Report Title:

Health Insurance; PPO; Payment to Providers

Description:

Requires health insurance companies that offer preferred provider organization plans to pay out-of-network health care providers directly for health care services provided to policy holders.

THE SENATE

S.B. NO.

2464

TWENTY-THIRD LEGISLATURE, 2006

 

STATE OF HAWAII

 


 

A BILL FOR AN ACT

 

relating to health insurance.

 

BE IT ENACTED BY THE LEGISLATURE OF THE STATE OF HAWAII:

SECTION 1. The legislature finds that health care providers are not always being reimbursed for health care services they provide to patients. Preferred provider organization (PPO) plans offer flexibility to policy holders by allowing them to choose professional services from out-of-network health care providers. When a policy holder receives health care from an out-of-network provider, the usual practice has been that the insurance company pays the policy holder rather than the provider. In some cases this practice has resulted in health care providers not being paid for their services because the policy holder keeps the money.

The purpose of this Act is to require health insurance companies that offer preferred provider organization plans to pay the out-of-network health care provider directly.

SECTION 2. Chapter 431, article 10A, Hawaii Revised Statutes, is amended by adding a new section to be appropriately designated and to read as follows:

"§431:10A-   Preferred provider organization plan; direct payment. (a) All accident and health or sickness insurance policies issued in the State that offer a preferred provider organization plan shall pay out-of-network health care providers directly for health care services provided to a policy holder.

(b) For the purposes of this section:

"Preferred provider organization" means a partnership, association, corporation, or other entity that delivers or arranges for the delivery of health services, and that has entered into a written service arrangement or arrangements with health professionals, a majority of whom are licensed to practice medicine or osteopathy."

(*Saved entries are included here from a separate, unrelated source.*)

PR #3464, opened 2022-01-27
Include frontend prefix in generated OpenAPI documents

### LINKED ISSUE #3364: Include frontend prefix in OpenAPI endpoint spec
Each frontend is currently identified by a single URI prefix (`/gov/`, `/node`/, `/app/`) under which all corresponding endpoints are registered. Those are reflected in the OpenAPI spec for that frontend in the `servers` object, e.g.:
https://github.com/microsoft/CCF/blob/45fbadc02c44205034e8b55050de154fb6d8e345/doc/schemas/gov_openapi.json#L880-L883

This isn't ideal as the complete URI for each endpoint isn't directly listed in the OpenAPI spec, which means that the frontend prefix isn't displayed when referencing an endpoint in the Sphinx documentation, e.g. `/node/` missing in `/quotes/self`:
image

A fairly minor change would be to include the frontend prefix in each endpoint definition in the OpenAPI spec (and remove the use of `servers`). This would have consequences for the `app.json` file of JS applications which would have to either include the `/app/` prefix or have CCF automatically include it by default.

eddyashton:
Fixes #3364.

This is a low-impact approach, inserting the prefix only at OpenAPI generation but expecting it is omitted at definition and dispatch time. This means the OpenAPI is accurate, but there's no knock-on changes that must be implemented by the user.

Separately, I do think we should include this prefix everywhere, for consistency, and believe this is necessary to mimic existing service APIs (ie - those which want to handle `/foo` rather than `/app/foo`). But that also requires removing the frontend dispatch, so ignoring for now.

Most of this PR is just updating docs to correctly link to the now-prefixed OpenAPI element.


tests/schema.py
```diff
@@ -30,7 +30,9 @@ def run(args):
     documents_valid = True
     all_methods = []
 
-    def fetch_schema(client, prefix):
+    def fetch_schema(client, prefix, file_prefix = None):
```
eddyashton, line 33: Sorry these changes are unrelated, and part of an abandoned change. I noticed we don't fetch the API for any JS apps, so was adding that here. But it turns out they're generally _not_ valid OpenAPI yet. So we can look at implementing that separately.

jumaffre (approved):

rengolin (approved):
I got bitten by this every time I tried to use the endpoints after a week or two from previous (my brain's own cache invalidation time). I just followed the pattern on my own docs to match.

PR #3465, opened 2022-01-27
Change docs CSS to make text in JSON samples visible

eddyashton:
I use the dark theme on our docs, and noticed that strings in highlighted sections (such as JSON strings) have a weirdly light background, which makes them hard to read. This tweaks the CSS for those highlights, hopefully without breaking anything else.

Before:
image

After:
image

### DIFF
--- a/doc/_static/css/custom.css
+++ b/doc/_static/css/custom.css
@@ -5,3 +5,5 @@
 img {
   margin: .3rem !important;
 }
+
+body[data-theme="dark"] .highlight .s2 { background-color: #303030 } /* Literal.String.Double */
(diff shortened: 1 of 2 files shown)


eddyashton:
> @eddyashton can we try a different pygments theme instead that works for both kinds of backgrounds?

Sure! How do we do that?

achamayou:
@eddyashton by setting https://www.sphinx-doc.org/en/master/usage/configuration.html#confval-pygments_style

eddyashton:
Found it. First one I tried (zenburn) seems nice, and handles dark theme highlights:

image

image

achamayou:
The copy-paste button looks weird, and I think I know why, but it has nothing to do with this.

achamayou (approved):

PR #3476, opened 2022-01-28
Combine `cchost` and `cchost.virtual`

eddyashton:
~~Opening as a draft for further discussion.~~

It's been bothering me for a while that we have a separate `cchost.virtual` binary. It makes manually starting nodes harder, as you need to change the binary (as well as the enclave image and type, this all seems redundant). I realised we can do that by reworking the build definitions. Rather than reusing the `VIRTUAL_ENCLAVE` definition for creating the virtual images, and taking hard branches on that, we can write `cchost` with an additive set of enclave types, defined by `CCHOST_SUPPORTS_[VIRTUAL/SGX]` defines.

This is largely juggling macros and definition points so that the code compiles with this approach. I think the result is a big useability win for any users/operators trying manual network starts - we can give precise errors on what types are supported/provided.


src/enclave/virtual_enclave.h
```diff
@@ -2,27 +2,28 @@
 // Licensed under the Apache 2.0 License.
 #pragma once
 
+#ifndef CCHOST_SUPPORTS_VIRTUAL
```
eddyashton, line 5: Renamed this file. It was `ccf_v.h` to indicate it was a redefinition of `ccf_u.h`/`ccf_t.h`, but actually that restriction was unnecessary. While doing this, I've removed a bunch of unused definitions from this file.

src/host/enclave.h
```diff
@@ -46,49 +78,86 @@ namespace host
...
-     * @param flags Flags passed to oe_create_enclave. eg OE_ENCLAVE_FLAG_DEBUG,
-     * OE_ENCLAVE_FLAG_SIMULATE. Alternatively, ENCLAVE_FLAG_VIRTUAL will not
-     * use OE at all, instead loading a shared library directly
+     * @param type Type of enclave to load, influencing what flags should be
+     * passed to OE, or whether to dlload a virtual enclave
      */
-    Enclave(const std::string& path, uint32_t flags) :
-      is_virtual_enclave(false),
-      e(nullptr)
+    Enclave(const std::string& path, EnclaveType type)
```
eddyashton, line 96: So this function does now have more awkward macro-enabled blocks, but the result is a consistent, user-optimised error reporting flow:

- Does the file exist? If not, throw an error
- Is this a type of file that this build of `cchost` can handle? If not, throw an error
- Does this file have the expected suffix? If not, throw an error
- Otherwise try to load it, and report if _that_ fails

Previously steps 2 and 3 were swapped, so you could (if you really tried) get a "have you tried *.enclave.so.signed?" message, spend a while building/finding that image, and then be told by exactly the same `cchost` "actually, I don't want any files like that".

src/host/configuration.h
```diff
@@ -13,14 +13,14 @@ namespace host
...
+    SGX_RELEASE,
+    SGX_DEBUG,
+    VIRTUAL,
   };
   DECLARE_JSON_ENUM(
     EnclaveType,
-    {{EnclaveType::RELEASE, "release"},
-     {EnclaveType::DEBUG, "debug"},
+    {{EnclaveType::SGX_RELEASE, "release"},
+     {EnclaveType::SGX_DEBUG, "debug"},
```
eddyashton, line 23: This PR is also baby steps towards clean multi-platform support. I wonder if we should be explicit now and rename `"release"` to `"sgx_release"`? But I think it's an unnecessary breaking change, and may prove unnecessary, depending what those platforms look like.

achamayou: Not all platforms will use an executable + .so, so I don't think we should worry about this too much for now. It's also easier and more compatible to create "new_platform_release" than rename existing types.

achamayou:
The idea sounds good, but the performance impact is very surprising.

eddyashton:
> The idea sounds good, but the performance impact is very surprising.

Agreed, that is extremely unexpected. There must be some unintended change in the CMake, presumably around snmalloc usage. I'll take a look on Monday.

tests/infra/path.py
```diff
@@ -39,10 +39,7 @@ def build_lib_path(lib_name, enclave_type=None, library_dir="."):
         return os.path.join(library_dir, os.path.normpath(f"{lib_name}{ext}"))
 
 
-def build_bin_path(bin_name, enclave_type=None, binary_dir="."):
-    if enclave_type == "virtual":
-        bin_name = f"{bin_name}.virtual"
-
+def build_bin_path(bin_name, binary_dir="."):
```
jumaffre, line 42: I believe this is what breaks the LTS compatibility test for `NoSGX`: 1.x nodes still need to start with `cchost.virtual`.

jumaffre (commented):
I don't think this will work for release version of CCF that are built only with `-DCOMPILE_TARGETS=sgx` (see `matrix.yml`) as the resulting `cchost` executable will not be able to run virtual enclaves. Should `cchost` always be able to run virtual enclaves, no matter the value of `COMPILE_TARGETS`?

cmake/ccf_app.cmake
```diff
@@ -41,9 +41,12 @@ set(OE_TARGET_ENCLAVE_AND_STD openenclave::oeenclave openenclave::oelibcxx
...
 )
 # These oe libraries must be linked in specific order
-set(OE_TARGET_ENCLAVE_CORE_LIBS openenclave::oeenclave openenclave::oesnmalloc
-                                openenclave::oecore openenclave::oesyscall
+set(OE_TARGET_ENCLAVE_CORE_LIBS openenclave::oeenclave openenclave::oecore
+                                openenclave::oesyscall
 )
+if(USE_SNMALLOC)
+  list(APPEND OE_TARGET_ENCLAVE_CORE_LIBS openenclave::oesnmalloc)
+endif()
```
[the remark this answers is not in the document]
eddyashton: Yup, that's what the performance regression was. Reverted this change.

eddyashton:
> I don't think this will work for release version of CCF that are built only with `-DCOMPILE_TARGETS=sgx` (see `matrix.yml`) as the resulting `cchost` executable will not be able to run virtual enclaves. Should `cchost` always be able to run virtual enclaves, no matter the value of `COMPILE_TARGETS`?
> 
> I think that touching the daily canary might confirm this?

That's deliberate, and I think safe - if you build with `-DCOMPILE_TARGETS=sgx`, you will not build `.virtual.so` enclaves, and will build a `cchost` which cannot launch virtual enclaves. I believe we only set this for explicitly `NoSGX` or `SGX` targets, after which we only run platforms-specific tests? But I'll touch the canary to confirm that!

tests/infra/path.py
eddyashton: I assumed so, but unable to repro locally. Will investigate when I get time.

achamayou (approved):

achamayou (approved):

SECTION 3. Chapter 432, Article 1, Hawaii Revised Statutes, is amended by adding a new section to be appropriately designated and to read as follows:

"§432-   Preferred provider organization plan; direct payment. (a) All individual and group hospital and medical service corporation contracts that offer a preferred provider organization plan shall pay out-of-network health care providers directly for health care services provided to a policy holder.

(b) For the purposes of this section:

"Preferred provider organization" means a partnership, association, corporation, or other entity that delivers or arranges for the delivery of health services, and that has entered into a written service arrangement or arrangements with health professionals, a majority of whom are licensed to practice medicine or osteopathy."

SECTION 4. New statutory material is underscored.

SECTION 5. This Act shall take effect upon its approval.